***** DATA EXCERPTS
PR #2896, opened 2020-03-04
[v1.8][NCL-5528] websocket for generic settings

thescouser89:
### Checklist:

* [x] Have you added a note in the [CHANGELOG wiki](https://github.com/project-ncl/pnc/wiki/Changelog) for your change if user-facing?
* [ ] Have you added unit tests for your change?

PR #2897, opened 2020-03-04
[NCL-5528] websocket for generic settings

thescouser89:
### Checklist:


thescouser89:
Similar to #2896

thescouser89:
@alexcreasy This one (for 2.0) is re-using the only websocket notifications endpoint that exists. The 1.8 one is not re-using any notifications endpoint because they are specific to either the build executor, or the build records.

alexcreasy:
@thescouser89 ahhh lol, I just followed the link from the first email that was the v1.8 PR then saw this one and didn't think to check for differences.

Yep this one looks fine and for 1.8 it doesn't matter, I'll change the review, all good from my end :D

thescouser89:
Thanks for reviewing guys! :heart:

janinko:
too late, but :100:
**********
→ EXERCISE
Your answer must be the complete data, repeated word for word.

→ SOLUTION FOR THIS TASK
PR #2896, opened 2020-03-04
[v1.8][NCL-5528] websocket for generic settings

thescouser89:
### Checklist:

* [x] Have you added a note in the [CHANGELOG wiki](https://github.com/project-ncl/pnc/wiki/Changelog) for your change if user-facing?
* [ ] Have you added unit tests for your change?

PR #2897, opened 2020-03-04
[NCL-5528] websocket for generic settings

thescouser89:
### Checklist:


thescouser89:
Similar to #2896

thescouser89:
@alexcreasy This one (for 2.0) is re-using the only websocket notifications endpoint that exists. The 1.8 one is not re-using any notifications endpoint because they are specific to either the build executor, or the build records.

alexcreasy:
@thescouser89 ahhh lol, I just followed the link from the first email that was the v1.8 PR then saw this one and didn't think to check for differences.

Yep this one looks fine and for 1.8 it doesn't matter, I'll change the review, all good from my end :D

thescouser89:
Thanks for reviewing guys! :heart:

janinko:
too late, but :100:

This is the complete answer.